Task statement.
Each entry must be restated word for word, with nothing omitted.
*** Opening of Data shown ***
PR #5216, opened 2021-05-04
Improved TextInput custom suggestions example

### LINKED ISSUE #5206: selecting a suggestion in TextInput doesn't close the suggestions drop
### Expected Behavior
After selecting a suggestion, I expect no more suggestions will be presented.

### Actual Behavior
The selected suggestion is still presented in the suggestions drop, after selecting it for the 1st time.
Only after selecting that suggestion for the 2nd time, the drop closes.

This can be experienced in the official Grommet Storybook https://storybook.grommet.io/?path=/story/input-textinput-custom-suggestions--custom-suggestions

### Steps to Reproduce

1. enter 'a' in the text input 
2. select 1st suggestion (it should still be displayed)
3. select it again

### Your Environment

- Grommet version: 2.17.1
- Browser Name and version: Chrome 90
- Operating System and version (desktop or mobile): desktop MacOS Catalina

MikeKingdom:
#### What does this PR do?
Updates the TextInput Custom Suggestions Storybook example to only update the `suggestions` property when new suggestions should be displayed.

With PR #4920 the TextInput will pop up the drop containing the suggestions if the input has focus and the `suggestions` property has changed. This was a problem for this example because it was updating the suggestions when the user chooses a suggestion from the drop which causes that drop to stay open.

CustomSuggestions.tsx

The Custom Suggestions example in storybook

The Custom Suggestions example in storybook

Fixes #5206 

No.

It might be worth mentioning changing the TextInput `suggestions` property will open the drop if the input has focus.

Backwards compatible


src/js/components/TextInput/stories/typescript/CustomSuggestions.tsx
```diff
@@ -97,38 +120,15 @@ export const CustomSuggestions = () => {
     [],
   );
 
-  const onSuggestionsOpen = useCallback(() => setSuggestionOpen(true), []);
-  const onSuggestionsClose = useCallback(() => setSuggestionOpen(false), []);
+  const onSuggestionsOpen = useCallback(() => {
```
ericsoderberghp, line 123: Since TextInput doesn't attempt to open the drop unless there are suggestions, why do we need to `setSuggestions` here?

MikeKingdom: The suggestions are out of date when the onChange sets value and the drop is often not open. This event gets triggered right after the onChange and since we know the drop is open, we can update the suggestions here without causing it to open. It's basically the key to the fix.

Issue #5201, opened 2021-04-30
If Value in select is set to a string this is not displayed


britt6612:
If "value" is a string, it is no longer being displayed, though it is being set correctly.
I did some digging on this and found that the change was linked with this PR:
https://github.com/grommet/grommet/pull/3870
### Expected Behavior
The value should be displayed 

### Actual Behavior
The Value is no longer being displayed after 2.11.3

There is nothing being displayed on the `select` 
### URL, screen shot, or Codepen exhibiting the issue

Here is a  codesandbox that reproduces the problem..
If you switch versions back to before 2.11.3 then this is working
https://codesandbox.io/s/bold-elgamal-hqw19?file=/src/App.js

### Steps to Reproduce

look at codesandbox

### Your Environment

- Grommet version:
- Browser Name and version:
- Operating System and version (desktop or mobile):

britt6612:
closed via https://github.com/grommet/grommet/pull/5217

PR #5217, opened 2021-05-04
Update Select docs to clarify value, labelKey

taysea:
#### What does this PR do?
Updating Select docs to clarify intended usage of value and labelKey. 

src/js/components/Select/doc.js

Updated here.

No.

Backwards compatible.


britt6612:
This would close issue #5201

britt6612 (approved):

src/js/components/Select/doc.js
```diff
@@ -121,7 +121,8 @@ export const doc = Select => {
       PropTypes.func,
     ]).description(
       `When the options array contains objects, this property indicates how
-      to determine the label of each option. If a string is
+      to determine the label of each option. The label is what is displayed 
+      in the Select button and its dropdown options. If a string is
```
ericsoderberghp, line 125:
```suggestion
      visually for the user, both to indicate the selected value and in the options list. If a string is
```

src/js/components/Select/doc.js
```diff
@@ -214,10 +215,12 @@ export const doc = Select => {
           PropTypes.number,
         ]),
       ),
-    ]).description(`Currently selected value. This can be an array
-      when multiple. Passing an element allows the caller to control how
-      the value is rendered. Passing an element is deprecated. Instead,
-      use the 'valueLabel' property.`),
+    ]).description(`Currently selected value. This should be an option from
```
ericsoderberghp, line 218: It actually should be one of the `options` objects if `valueKey` has `reduce: true`. Perhaps here we can just refer to needing to match whatever the `valueKey` results in for the selected option. We might need to improve the description of `valueKey` to be clearer. I think it's so-so at the moment.

taysea:
This is very helpful, I feel like this direction clarifies a lot. Only point of clarification I still am wondering about is, when the options are objects, should what is stored in Select's value never include the label portion of the option object? or is that up to the caller to decide. Wondering because in this example, it still works for the value to contain the label portion of the option: https://codesandbox.io/s/async-haze-9mvsx?file=/src/Select.js

ericsoderberghp:
> This is very helpful, I feel like this direction clarifies a lot. Only point of clarification I still am wondering about is, when the options are objects, should what is stored in Select's value never include the label portion of the option object? or is that up to the caller to decide. Wondering because in this example, it still works for the value to contain the label portion of the option: https://codesandbox.io/s/async-haze-9mvsx?file=/src/Select.js

What is being stored in "selectedName" is really the "selectedOption". It is initialized with `OPTIONS[0]` and then updated with the `event.option` in `onSelect`. Since valueKey doesn't set `reduce`, then `value` should be passed one of the `options`. This is what "Otherwise, the value(s) should match the selected options." is intending to communicate.

taysea:
> > This is very helpful, I feel like this direction clarifies a lot. Only point of clarification I still am wondering about is, when the options are objects, should what is stored in Select's value never include the label portion of the option object? or is that up to the caller to decide. Wondering because in this example, it still works for the value to contain the label portion of the option: https://codesandbox.io/s/async-haze-9mvsx?file=/src/Select.js
> 
> What is being stored in "selectedName" is really the "selectedOption". It is initialized with `OPTIONS[0]` and then updated with the `event.option` in `onSelect`. Since valueKey doesn't set `reduce`, then `value` should be passed one of the `options`. This is what "Otherwise, the value(s) should match the selected options." is intending to communicate.

Got it, I see the connection now. Maybe then something along the lines of: "Otherwise, the value should be one (or multiple, when multiple = true) of the options from the options array."

britt6612:
@ericsoderberghp I think this is very helpful for the definitions just wondering if we can also add a few comments to the code.. I would not of known this behavior without reading this.. There are a few comments already but we can elaborate a little more to be clear.

ericsoderberghp:
> @ericsoderberghp I think this is very helpful for the definitions just wondering if we can also add a few comments to the code.. I would not of known this behavior without reading this.. There are a few comments already but we can elaborate a little more to be clear.

What about just pasting these in the code as well, so they are available there too?

britt6612:
> > @ericsoderberghp I think this is very helpful for the definitions just wondering if we can also add a few comments to the code.. I would not of known this behavior without reading this.. There are a few comments already but we can elaborate a little more to be clear.
> 
> What about just pasting these in the code as well, so they are available there too?

sounds good I will update this PR with those changed!

ericsoderberghp (approved):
*** Close of Data shown ***
Response below.
PR #5216, opened 2021-05-04
Improved TextInput custom suggestions example

### LINKED ISSUE #5206: selecting a suggestion in TextInput doesn't close the suggestions drop
### Expected Behavior
After selecting a suggestion, I expect no more suggestions will be presented.

### Actual Behavior
The selected suggestion is still presented in the suggestions drop, after selecting it for the 1st time.
Only after selecting that suggestion for the 2nd time, the drop closes.

This can be experienced in the official Grommet Storybook https://storybook.grommet.io/?path=/story/input-textinput-custom-suggestions--custom-suggestions

### Steps to Reproduce

1. enter 'a' in the text input 
2. select 1st suggestion (it should still be displayed)
3. select it again

### Your Environment

- Grommet version: 2.17.1
- Browser Name and version: Chrome 90
- Operating System and version (desktop or mobile): desktop MacOS Catalina

MikeKingdom:
#### What does this PR do?
Updates the TextInput Custom Suggestions Storybook example to only update the `suggestions` property when new suggestions should be displayed.

With PR #4920 the TextInput will pop up the drop containing the suggestions if the input has focus and the `suggestions` property has changed. This was a problem for this example because it was updating the suggestions when the user chooses a suggestion from the drop which causes that drop to stay open.

CustomSuggestions.tsx

The Custom Suggestions example in storybook

The Custom Suggestions example in storybook

Fixes #5206 

No.

It might be worth mentioning changing the TextInput `suggestions` property will open the drop if the input has focus.

Backwards compatible


src/js/components/TextInput/stories/typescript/CustomSuggestions.tsx
```diff
@@ -97,38 +120,15 @@ export const CustomSuggestions = () => {
     [],
   );
 
-  const onSuggestionsOpen = useCallback(() => setSuggestionOpen(true), []);
-  const onSuggestionsClose = useCallback(() => setSuggestionOpen(false), []);
+  const onSuggestionsOpen = useCallback(() => {
```
ericsoderberghp, line 123: Since TextInput doesn't attempt to open the drop unless there are suggestions, why do we need to `setSuggestions` here?

MikeKingdom: The suggestions are out of date when the onChange sets value and the drop is often not open. This event gets triggered right after the onChange and since we know the drop is open, we can update the suggestions here without causing it to open. It's basically the key to the fix.

Issue #5201, opened 2021-04-30
If Value in select is set to a string this is not displayed


britt6612:
If "value" is a string, it is no longer being displayed, though it is being set correctly.
I did some digging on this and found that the change was linked with this PR:
https://github.com/grommet/grommet/pull/3870
### Expected Behavior
The value should be displayed 

### Actual Behavior
The Value is no longer being displayed after 2.11.3

There is nothing being displayed on the `select` 
### URL, screen shot, or Codepen exhibiting the issue

Here is a  codesandbox that reproduces the problem..
If you switch versions back to before 2.11.3 then this is working
https://codesandbox.io/s/bold-elgamal-hqw19?file=/src/App.js

### Steps to Reproduce

look at codesandbox

### Your Environment

- Grommet version:
- Browser Name and version:
- Operating System and version (desktop or mobile):

britt6612:
closed via https://github.com/grommet/grommet/pull/5217

PR #5217, opened 2021-05-04
Update Select docs to clarify value, labelKey

taysea:
#### What does this PR do?
Updating Select docs to clarify intended usage of value and labelKey. 

src/js/components/Select/doc.js

Updated here.

No.

Backwards compatible.


britt6612:
This would close issue #5201

britt6612 (approved):

src/js/components/Select/doc.js
```diff
@@ -121,7 +121,8 @@ export const doc = Select => {
       PropTypes.func,
     ]).description(
       `When the options array contains objects, this property indicates how
-      to determine the label of each option. If a string is
+      to determine the label of each option. The label is what is displayed 
+      in the Select button and its dropdown options. If a string is
```
ericsoderberghp, line 125:
```suggestion
      visually for the user, both to indicate the selected value and in the options list. If a string is
```

src/js/components/Select/doc.js
```diff
@@ -214,10 +215,12 @@ export const doc = Select => {
           PropTypes.number,
         ]),
       ),
-    ]).description(`Currently selected value. This can be an array
-      when multiple. Passing an element allows the caller to control how
-      the value is rendered. Passing an element is deprecated. Instead,
-      use the 'valueLabel' property.`),
+    ]).description(`Currently selected value. This should be an option from
```
ericsoderberghp, line 218: It actually should be one of the `options` objects if `valueKey` has `reduce: true`. Perhaps here we can just refer to needing to match whatever the `valueKey` results in for the selected option. We might need to improve the description of `valueKey` to be clearer. I think it's so-so at the moment.

taysea:
This is very helpful, I feel like this direction clarifies a lot. Only point of clarification I still am wondering about is, when the options are objects, should what is stored in Select's value never include the label portion of the option object? or is that up to the caller to decide. Wondering because in this example, it still works for the value to contain the label portion of the option: https://codesandbox.io/s/async-haze-9mvsx?file=/src/Select.js

ericsoderberghp:
> This is very helpful, I feel like this direction clarifies a lot. Only point of clarification I still am wondering about is, when the options are objects, should what is stored in Select's value never include the label portion of the option object? or is that up to the caller to decide. Wondering because in this example, it still works for the value to contain the label portion of the option: https://codesandbox.io/s/async-haze-9mvsx?file=/src/Select.js

What is being stored in "selectedName" is really the "selectedOption". It is initialized with `OPTIONS[0]` and then updated with the `event.option` in `onSelect`. Since valueKey doesn't set `reduce`, then `value` should be passed one of the `options`. This is what "Otherwise, the value(s) should match the selected options." is intending to communicate.

taysea:
> > This is very helpful, I feel like this direction clarifies a lot. Only point of clarification I still am wondering about is, when the options are objects, should what is stored in Select's value never include the label portion of the option object? or is that up to the caller to decide. Wondering because in this example, it still works for the value to contain the label portion of the option: https://codesandbox.io/s/async-haze-9mvsx?file=/src/Select.js
> 
> What is being stored in "selectedName" is really the "selectedOption". It is initialized with `OPTIONS[0]` and then updated with the `event.option` in `onSelect`. Since valueKey doesn't set `reduce`, then `value` should be passed one of the `options`. This is what "Otherwise, the value(s) should match the selected options." is intending to communicate.

Got it, I see the connection now. Maybe then something along the lines of: "Otherwise, the value should be one (or multiple, when multiple = true) of the options from the options array."

britt6612:
@ericsoderberghp I think this is very helpful for the definitions just wondering if we can also add a few comments to the code.. I would not of known this behavior without reading this.. There are a few comments already but we can elaborate a little more to be clear.

ericsoderberghp:
> @ericsoderberghp I think this is very helpful for the definitions just wondering if we can also add a few comments to the code.. I would not of known this behavior without reading this.. There are a few comments already but we can elaborate a little more to be clear.

What about just pasting these in the code as well, so they are available there too?

britt6612:
> > @ericsoderberghp I think this is very helpful for the definitions just wondering if we can also add a few comments to the code.. I would not of known this behavior without reading this.. There are a few comments already but we can elaborate a little more to be clear.
> 
> What about just pasting these in the code as well, so they are available there too?

sounds good I will update this PR with those changed!

ericsoderberghp (approved):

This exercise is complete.